■ Recorded information
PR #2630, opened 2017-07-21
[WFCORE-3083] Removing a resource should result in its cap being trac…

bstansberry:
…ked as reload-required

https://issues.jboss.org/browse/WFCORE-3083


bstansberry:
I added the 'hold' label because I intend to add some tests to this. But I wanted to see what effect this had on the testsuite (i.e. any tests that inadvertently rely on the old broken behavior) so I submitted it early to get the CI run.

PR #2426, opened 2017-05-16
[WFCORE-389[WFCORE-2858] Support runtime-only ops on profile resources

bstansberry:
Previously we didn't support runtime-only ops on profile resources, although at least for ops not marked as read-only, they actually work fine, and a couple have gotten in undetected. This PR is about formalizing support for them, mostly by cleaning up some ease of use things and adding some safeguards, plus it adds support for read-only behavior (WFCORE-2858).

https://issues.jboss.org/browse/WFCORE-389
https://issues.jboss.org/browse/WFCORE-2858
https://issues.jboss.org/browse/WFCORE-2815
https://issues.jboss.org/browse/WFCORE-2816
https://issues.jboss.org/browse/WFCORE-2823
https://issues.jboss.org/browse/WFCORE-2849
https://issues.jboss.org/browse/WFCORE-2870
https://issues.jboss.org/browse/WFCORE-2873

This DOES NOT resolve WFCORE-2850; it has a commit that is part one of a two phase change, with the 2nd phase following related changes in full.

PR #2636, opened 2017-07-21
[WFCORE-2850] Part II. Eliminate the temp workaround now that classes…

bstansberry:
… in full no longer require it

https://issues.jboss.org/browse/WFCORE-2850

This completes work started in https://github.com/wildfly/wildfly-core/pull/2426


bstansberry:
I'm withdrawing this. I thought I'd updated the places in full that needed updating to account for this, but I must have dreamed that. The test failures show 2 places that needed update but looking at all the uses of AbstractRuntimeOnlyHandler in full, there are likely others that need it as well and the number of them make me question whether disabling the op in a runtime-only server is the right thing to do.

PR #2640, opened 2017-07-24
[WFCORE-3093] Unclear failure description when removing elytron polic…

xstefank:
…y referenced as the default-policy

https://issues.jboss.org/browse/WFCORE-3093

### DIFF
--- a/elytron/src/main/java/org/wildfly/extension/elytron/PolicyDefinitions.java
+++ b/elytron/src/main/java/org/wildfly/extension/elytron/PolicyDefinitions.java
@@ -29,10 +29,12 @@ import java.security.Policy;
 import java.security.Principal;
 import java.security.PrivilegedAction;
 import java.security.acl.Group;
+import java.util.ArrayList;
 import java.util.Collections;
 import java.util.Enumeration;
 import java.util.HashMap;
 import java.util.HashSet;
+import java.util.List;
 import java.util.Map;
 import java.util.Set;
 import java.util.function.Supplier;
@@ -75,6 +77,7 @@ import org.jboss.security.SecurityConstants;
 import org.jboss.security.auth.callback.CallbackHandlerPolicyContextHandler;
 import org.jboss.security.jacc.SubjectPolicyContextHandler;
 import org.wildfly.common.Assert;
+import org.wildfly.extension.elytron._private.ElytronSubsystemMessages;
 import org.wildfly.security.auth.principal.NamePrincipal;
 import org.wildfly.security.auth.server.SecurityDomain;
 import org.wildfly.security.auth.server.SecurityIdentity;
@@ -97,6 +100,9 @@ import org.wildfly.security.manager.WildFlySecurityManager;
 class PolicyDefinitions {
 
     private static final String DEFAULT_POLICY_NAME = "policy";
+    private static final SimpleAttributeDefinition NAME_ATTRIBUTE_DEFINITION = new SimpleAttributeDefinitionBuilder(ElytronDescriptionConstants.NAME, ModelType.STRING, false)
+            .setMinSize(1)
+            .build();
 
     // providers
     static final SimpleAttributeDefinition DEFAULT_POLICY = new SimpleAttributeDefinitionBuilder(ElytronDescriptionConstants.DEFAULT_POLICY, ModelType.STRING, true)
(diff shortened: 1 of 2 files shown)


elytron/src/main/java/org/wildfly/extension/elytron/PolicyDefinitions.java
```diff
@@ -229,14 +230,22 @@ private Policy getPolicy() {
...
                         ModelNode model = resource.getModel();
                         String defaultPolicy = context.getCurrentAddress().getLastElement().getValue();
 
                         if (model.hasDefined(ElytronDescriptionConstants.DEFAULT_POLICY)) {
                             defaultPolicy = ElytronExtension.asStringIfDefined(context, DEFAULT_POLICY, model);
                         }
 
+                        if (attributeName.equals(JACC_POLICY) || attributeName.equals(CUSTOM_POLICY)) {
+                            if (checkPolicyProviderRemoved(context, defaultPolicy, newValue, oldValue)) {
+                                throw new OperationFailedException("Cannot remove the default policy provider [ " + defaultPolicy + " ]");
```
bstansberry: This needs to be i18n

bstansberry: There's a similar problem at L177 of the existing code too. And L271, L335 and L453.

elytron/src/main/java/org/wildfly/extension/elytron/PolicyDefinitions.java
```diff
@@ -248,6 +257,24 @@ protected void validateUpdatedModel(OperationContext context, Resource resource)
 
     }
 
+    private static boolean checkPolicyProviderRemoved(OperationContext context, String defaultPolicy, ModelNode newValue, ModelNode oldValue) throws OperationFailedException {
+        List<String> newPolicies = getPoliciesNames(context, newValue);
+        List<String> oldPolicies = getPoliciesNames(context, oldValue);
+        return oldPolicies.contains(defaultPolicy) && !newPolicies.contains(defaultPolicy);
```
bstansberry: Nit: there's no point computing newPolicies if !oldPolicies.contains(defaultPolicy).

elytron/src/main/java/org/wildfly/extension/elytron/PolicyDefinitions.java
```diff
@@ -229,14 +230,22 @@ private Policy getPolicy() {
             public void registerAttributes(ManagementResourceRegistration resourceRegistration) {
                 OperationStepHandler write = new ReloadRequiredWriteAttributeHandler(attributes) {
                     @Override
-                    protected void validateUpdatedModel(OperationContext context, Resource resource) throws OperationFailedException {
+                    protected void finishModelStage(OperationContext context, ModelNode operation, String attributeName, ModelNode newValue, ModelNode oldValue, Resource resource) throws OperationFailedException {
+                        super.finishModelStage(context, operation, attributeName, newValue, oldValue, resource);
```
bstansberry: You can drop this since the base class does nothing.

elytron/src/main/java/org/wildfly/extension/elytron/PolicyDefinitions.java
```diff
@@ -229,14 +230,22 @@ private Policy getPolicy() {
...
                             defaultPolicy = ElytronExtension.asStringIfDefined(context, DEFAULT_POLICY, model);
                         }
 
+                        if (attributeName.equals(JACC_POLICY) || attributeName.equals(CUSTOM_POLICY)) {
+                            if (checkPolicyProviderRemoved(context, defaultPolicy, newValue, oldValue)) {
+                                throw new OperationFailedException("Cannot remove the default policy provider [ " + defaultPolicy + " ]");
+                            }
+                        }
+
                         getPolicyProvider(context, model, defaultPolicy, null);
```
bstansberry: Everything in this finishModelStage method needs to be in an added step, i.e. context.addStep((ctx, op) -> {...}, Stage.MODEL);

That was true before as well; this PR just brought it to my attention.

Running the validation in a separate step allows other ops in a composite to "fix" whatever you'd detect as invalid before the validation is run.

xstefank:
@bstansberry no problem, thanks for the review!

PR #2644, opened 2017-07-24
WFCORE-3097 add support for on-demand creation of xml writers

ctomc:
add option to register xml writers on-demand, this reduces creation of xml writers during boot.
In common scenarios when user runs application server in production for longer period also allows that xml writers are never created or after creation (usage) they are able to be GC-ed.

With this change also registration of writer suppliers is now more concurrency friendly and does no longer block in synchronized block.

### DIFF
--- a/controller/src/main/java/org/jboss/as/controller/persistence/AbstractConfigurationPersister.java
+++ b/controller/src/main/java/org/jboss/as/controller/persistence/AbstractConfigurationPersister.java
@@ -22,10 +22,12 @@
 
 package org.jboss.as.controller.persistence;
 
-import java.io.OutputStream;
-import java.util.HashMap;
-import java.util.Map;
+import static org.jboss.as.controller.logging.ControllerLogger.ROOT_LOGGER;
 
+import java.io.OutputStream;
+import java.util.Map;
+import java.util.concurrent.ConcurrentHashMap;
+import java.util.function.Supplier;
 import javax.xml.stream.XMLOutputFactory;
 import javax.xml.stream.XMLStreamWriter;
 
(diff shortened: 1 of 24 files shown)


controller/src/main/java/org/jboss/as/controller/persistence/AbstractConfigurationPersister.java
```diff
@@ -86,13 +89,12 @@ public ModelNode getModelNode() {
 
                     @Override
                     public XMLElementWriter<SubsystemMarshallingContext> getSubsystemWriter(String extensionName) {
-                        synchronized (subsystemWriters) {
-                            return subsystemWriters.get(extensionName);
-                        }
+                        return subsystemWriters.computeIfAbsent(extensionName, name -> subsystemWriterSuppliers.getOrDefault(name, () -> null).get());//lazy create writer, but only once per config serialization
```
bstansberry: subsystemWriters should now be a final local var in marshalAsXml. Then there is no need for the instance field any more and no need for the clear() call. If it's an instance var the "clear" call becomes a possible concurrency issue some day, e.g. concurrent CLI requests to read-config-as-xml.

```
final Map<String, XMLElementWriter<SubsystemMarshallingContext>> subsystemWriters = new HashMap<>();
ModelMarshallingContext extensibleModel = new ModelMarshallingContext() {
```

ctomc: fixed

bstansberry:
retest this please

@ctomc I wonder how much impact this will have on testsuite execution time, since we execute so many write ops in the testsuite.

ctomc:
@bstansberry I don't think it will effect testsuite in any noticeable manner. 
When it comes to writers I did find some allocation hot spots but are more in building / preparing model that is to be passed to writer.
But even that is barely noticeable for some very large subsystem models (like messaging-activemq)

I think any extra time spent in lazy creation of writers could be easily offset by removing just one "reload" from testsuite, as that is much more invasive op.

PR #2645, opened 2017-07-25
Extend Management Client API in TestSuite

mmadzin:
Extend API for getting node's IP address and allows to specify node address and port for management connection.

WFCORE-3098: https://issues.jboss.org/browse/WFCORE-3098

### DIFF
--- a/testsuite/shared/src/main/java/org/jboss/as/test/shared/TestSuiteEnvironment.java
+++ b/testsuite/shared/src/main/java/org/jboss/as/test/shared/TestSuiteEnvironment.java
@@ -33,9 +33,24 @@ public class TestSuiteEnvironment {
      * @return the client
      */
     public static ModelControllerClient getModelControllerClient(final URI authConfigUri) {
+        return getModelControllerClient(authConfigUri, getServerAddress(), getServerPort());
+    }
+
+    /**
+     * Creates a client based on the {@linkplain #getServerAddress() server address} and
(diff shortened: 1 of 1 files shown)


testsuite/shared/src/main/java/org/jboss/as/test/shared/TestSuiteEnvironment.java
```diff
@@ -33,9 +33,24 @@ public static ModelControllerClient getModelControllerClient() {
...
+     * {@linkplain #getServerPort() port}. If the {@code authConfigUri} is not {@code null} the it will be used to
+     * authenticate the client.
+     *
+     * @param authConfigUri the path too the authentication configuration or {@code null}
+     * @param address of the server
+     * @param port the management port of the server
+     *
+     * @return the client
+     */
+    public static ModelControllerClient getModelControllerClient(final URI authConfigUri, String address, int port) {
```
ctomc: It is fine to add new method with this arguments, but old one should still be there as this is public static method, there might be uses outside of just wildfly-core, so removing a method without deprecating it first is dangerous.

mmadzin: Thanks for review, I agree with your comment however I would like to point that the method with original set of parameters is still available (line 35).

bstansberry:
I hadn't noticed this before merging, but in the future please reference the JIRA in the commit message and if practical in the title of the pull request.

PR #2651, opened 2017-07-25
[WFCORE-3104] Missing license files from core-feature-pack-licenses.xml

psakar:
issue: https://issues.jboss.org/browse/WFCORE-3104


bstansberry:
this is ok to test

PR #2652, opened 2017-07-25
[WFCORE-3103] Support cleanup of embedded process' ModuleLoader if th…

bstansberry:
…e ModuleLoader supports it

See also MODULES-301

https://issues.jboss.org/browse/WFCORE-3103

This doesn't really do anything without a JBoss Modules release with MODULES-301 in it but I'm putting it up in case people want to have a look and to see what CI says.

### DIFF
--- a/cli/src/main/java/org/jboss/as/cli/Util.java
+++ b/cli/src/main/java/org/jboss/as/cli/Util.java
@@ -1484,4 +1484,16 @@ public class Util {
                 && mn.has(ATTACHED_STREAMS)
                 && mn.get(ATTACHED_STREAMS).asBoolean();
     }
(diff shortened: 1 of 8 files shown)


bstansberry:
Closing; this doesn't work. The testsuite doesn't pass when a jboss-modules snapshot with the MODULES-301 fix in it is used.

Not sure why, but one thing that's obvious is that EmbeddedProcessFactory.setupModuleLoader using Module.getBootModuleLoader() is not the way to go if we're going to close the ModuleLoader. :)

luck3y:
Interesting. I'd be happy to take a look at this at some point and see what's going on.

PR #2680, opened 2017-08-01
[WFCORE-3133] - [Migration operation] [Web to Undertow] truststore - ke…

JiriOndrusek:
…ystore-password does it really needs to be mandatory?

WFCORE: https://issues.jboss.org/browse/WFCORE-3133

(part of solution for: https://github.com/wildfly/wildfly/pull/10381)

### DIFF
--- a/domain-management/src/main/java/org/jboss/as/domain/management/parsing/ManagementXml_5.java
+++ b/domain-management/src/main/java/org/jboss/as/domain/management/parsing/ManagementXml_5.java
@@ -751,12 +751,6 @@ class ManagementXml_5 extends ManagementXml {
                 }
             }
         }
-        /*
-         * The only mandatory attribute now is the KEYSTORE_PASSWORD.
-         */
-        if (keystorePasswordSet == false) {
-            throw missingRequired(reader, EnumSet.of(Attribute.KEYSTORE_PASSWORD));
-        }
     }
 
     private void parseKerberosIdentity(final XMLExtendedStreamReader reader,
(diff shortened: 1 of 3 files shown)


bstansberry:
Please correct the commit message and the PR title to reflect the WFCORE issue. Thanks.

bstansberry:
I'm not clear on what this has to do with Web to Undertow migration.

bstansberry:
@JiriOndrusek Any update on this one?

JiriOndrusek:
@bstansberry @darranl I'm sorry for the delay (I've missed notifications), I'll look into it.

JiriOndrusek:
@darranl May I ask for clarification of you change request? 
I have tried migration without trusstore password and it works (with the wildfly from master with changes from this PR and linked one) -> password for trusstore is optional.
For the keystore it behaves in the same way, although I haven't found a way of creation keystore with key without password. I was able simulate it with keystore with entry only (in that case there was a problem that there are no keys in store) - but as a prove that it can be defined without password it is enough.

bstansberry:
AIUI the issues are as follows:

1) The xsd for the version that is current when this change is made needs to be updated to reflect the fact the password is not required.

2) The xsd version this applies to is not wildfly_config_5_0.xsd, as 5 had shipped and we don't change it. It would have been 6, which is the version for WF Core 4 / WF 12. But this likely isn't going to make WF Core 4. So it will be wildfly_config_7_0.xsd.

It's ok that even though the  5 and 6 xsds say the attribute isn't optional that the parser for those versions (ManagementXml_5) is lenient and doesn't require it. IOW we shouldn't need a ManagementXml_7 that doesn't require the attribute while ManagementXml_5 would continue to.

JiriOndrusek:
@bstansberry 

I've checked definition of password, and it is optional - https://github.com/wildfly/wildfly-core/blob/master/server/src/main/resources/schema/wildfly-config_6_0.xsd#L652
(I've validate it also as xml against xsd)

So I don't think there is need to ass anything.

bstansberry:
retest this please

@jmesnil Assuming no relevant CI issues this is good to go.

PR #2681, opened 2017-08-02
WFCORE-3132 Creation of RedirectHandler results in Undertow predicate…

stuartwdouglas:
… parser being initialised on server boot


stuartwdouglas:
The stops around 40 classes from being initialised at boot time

■ Required work
Take from the material every line that holds "would".

■ Response
mmadzin: Thanks for review, I agree with your comment however I would like to point that the method with original set of parameters is still available (line 35).
2) The xsd version this applies to is not wildfly_config_5_0.xsd, as 5 had shipped and we don't change it. It would have been 6, which is the version for WF Core 4 / WF 12. But this likely isn't going to make WF Core 4. So it will be wildfly_config_7_0.xsd.
It's ok that even though the  5 and 6 xsds say the attribute isn't optional that the parser for those versions (ManagementXml_5) is lenient and doesn't require it. IOW we shouldn't need a ManagementXml_7 that doesn't require the attribute while ManagementXml_5 would continue to.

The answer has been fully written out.